Materials and methods
Study design
A retrospective descriptive research design was chosen to analyze the patients’ records to extract all COPD cases presented to the emergency oom (ER). Prior to the initiation of the study, approval was obtained from the Institutional Review Board.
Target population
A consecutive sampling technique was used which involved all eligible patients during the study period who met the inclusion criteria. Three hundred patients were identified over the period of 2018 through 2019. Only 120 patients were included in this study due to the inclusion criteria: 40 years and above COPD primary cause of the ER visit is the exacerbation only. In addition, those patients who were diagnosed with other chronic respiratory diseases were excluded.
Data collection
COPD was defined according to the Global Initiative for Obstructive lung diseases as an irreversible airflow limitation following bronchodilator therapy. Patient charts were reviewed electronically by utilizing the BESTCare system. The patient's charts were reviewed for admission rate, ER visit, exacerbation rate, smoking history, and other demographic characteristics such as gender, and clinical presentation. The researchers classified the patients into two groups based on eosinophil count: high eosinophil count (>300 cells/µL) and low eosinophil count (<300 cells/µL). The outcome variables included age, gender, smoking history, lung comorbidities, and other chronic diseases such as hypertension (HTN) and diabetes mellitus (DM), or treated with inhaled corticosteroids (ICS), systemic corticosteroids (SCS), long-acting muscarinic antagonist (LAMA), or long-acting beta-agonist (LABA). Then, the data obtained was loaded into a Microsoft Excel sheet and secured affordable only to investigators.
Data analysis
SPSS statistical software version 27 was used to analyses data. The proportion and mean for dichotomous categories and continuous variables, respectively, were measured to describe subjects’ characteristics. In addition, Binary logistics regression is used to find correlations between clinical characteristics and eosinophil count levels. Statistical significance was determined using the 95% confidence interval and p-value of 0.05.
Results
Demographic profile
The initial data extraction included 300 patients between 2018 and 2019. Only 120 patients met the inclusion criteria, so the others were excluded immediately. Of the total number of patients, 76.7% were male. The mean age of all patients was 70.6%. 45.8% were non-smokers. 34.2% of the patients quit smoking while 20% of the patients were presently smoking. Most of the COPD patients (57.5%) were suffering from both hypertension (HTN), and diabetes (DM). At the same time, only 20.8% of the COPD patients were suffering from HTN only. A few patients (16.7%) had no history of any chronic illness accompanied by COPD. Out of 120 COPD patients, 70% were symptomatic, 50% were treated with ICS, 41.7% were treated with SCS, 44.2% were treated with LAMA, and 6.7% were treated with LABA. The mean of low eosinophil count was 49.7/mm3 and for high eosinophil count was 549.7/mm3 (Table 1).
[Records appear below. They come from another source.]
PR #1507, opened 2023-06-02
Fix server applying the deployment low priority config to live servers and the live server priority config to deployments.

MrStonedOne:
This was causing prod live byond servers to run in low priority if `Session:LowPriorityDeploymentProcesses` was enabled.

:cl: Core
Fix server applying the deployment low priority config to live servers and the live server priority config to deployments.
/:cl:

### DIFF
--- a/src/Tgstation.Server.Host/Components/Session/SessionControllerFactory.cs
+++ b/src/Tgstation.Server.Host/Components/Session/SessionControllerFactory.cs
@@ -525,7 +525,7 @@ namespace Tgstation.Server.Host.Components.Session
 
 			try
 			{
-				if (apiValidate)
+				if (!apiValidate)
 				{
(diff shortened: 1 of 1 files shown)


ZephyrTFA:
How the fuck is adding a `!` causing code coverage to change.
Shits broken

MrStonedOne:
Only once case was being checked, and now that leads down a path with more lines?

Cyberboss:
@ZephyrTFA the integration tests (which is the built of coverage) aren't fully deterministic since they (like the MC) rely on task execution order, also the GitHub API, and just general DreamDaemon flakiness

Cyberboss (approved):

Cyberboss:
Parroting, images are just from the codecov report
image

PR #1519, opened 2023-06-06
CI: skip Doxygen builds on forks

ilia-shipitsin:

:cl:
Skip Doxygen build on forks
/:cl:

:cl: Categories
CI/:cl:

[Why]:  small improvement

### DIFF
--- a/.github/workflows/ci-suite.yml
+++ b/.github/workflows/ci-suite.yml
@@ -163,7 +163,7 @@ jobs:
     name: Build Doxygen Site
     runs-on: ubuntu-latest
     needs: start-ci-run-gate
-    if: "!(cancelled() || failure()) && needs.start-ci-run-gate.result == 'success'"
+    if: "!(cancelled() || failure()) && needs.start-ci-run-gate.result == 'success' && github.repository_owner == 'tgstation'"
     steps:
     - name: Checkout (Branch)
       uses: actions/checkout@v3


Cyberboss (changes requested):
We do want to always build the doxygen documents as part of the CI step to check for errors. Could you change this to only prevent the `gh-pages push` step? (Line 189)

Also, instead of hard coding the owner name, let's instead create a new secret that will trigger the push if set? Currently it piggybacks off of `secrets.DEV_PUSH_TOKEN` which is used for releases.

Last thing to note, just FYI. Since this PR is from a fork, you won't see your changes in the PR's actions due to how we use `pull_request_target`. That's not really relevant in the case of this PR, though, so don't worry about it.

Cyberboss (changes requested):
One more thing, since this is a CI improvement. Could you target our stable branch `master` instead of `dev` please?

ilia-shipitsin:
> 

sure

ilia-shipitsin:
well, I'm not sure how to make rule based on `DEV_PUSH_TOKEN`
if we add that to `env` variables, it will lead us to failure on fork if no such secret defined.

(as that workflow already fails on forks, it does not look like a benefit)

Cyberboss:
You can set the secret to an `env` var and then check it with an `if: ${{
env.SECRET_NAME }}` in the step

ilia-shipitsin:
abandoning in favour of https://github.com/tgstation/tgstation-server/pull/1522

Table 1. Clinical Characteristics of Patients.
Characteristics | Eosinophil < 300 N = 80 | Eosinophil ≥ 300 N= 40 |
Female sex (%) | 19.8 | 34.5 |
Smoking history (%) | 52.8 | 58.6 |
Current smoker (%) | 18.7 | 24.1 |
Pulmonary comorbidity (%) | 48.4 | 72.4 |
Diabetes (%) | 5.5 | 3.4 |
Hypertension (%) | 17.6 | 31 |
Symptomatic (%) | 69.2 | 72.4 |
Exacerbation rate | 65.9 | 72.4 |
Low eosinophils count (<300 cells/µL)
Binary logistics regression was performed. The full model containing all predictors was statistically significant, χ² (13, N=80) = 67.162, p<0.001, indicating that the model was able to distinguish between patients who reported exacerbation and who did not, with respect to the clinical characteristics. The model as a whole explained between 56.8% (Cox and Snell R Square) and 78.7% (Nagelkerke R square) of the variance in exacerbation, and correctly classified 91.3% of cases. Hosmer and Lemeshow Test show a p-value of 0.993 which represent that the model is very efficient in the analysis as being greater than 0.05.
Only three of the independent variables - ER visit, lung disease, and symptomatic made a unique statistically significant contribution to the model. The strongest factor for exacerbation was symptomatic with an odd ratio of 432.008. This indicates that patients who were symptomatic were 432 times more likely to have higher exacerbation than those who weren’t symptomatic. The odds ratio for an ER visit is 0.488, meaning that patients were 0.488 times less likely to have exacerbation for every additional visit. Finally, the odds ratio for lung disease is 91.790, which indicates that patients with comorbidity were 91 times more likely to have exacerbation than those who have only COPD.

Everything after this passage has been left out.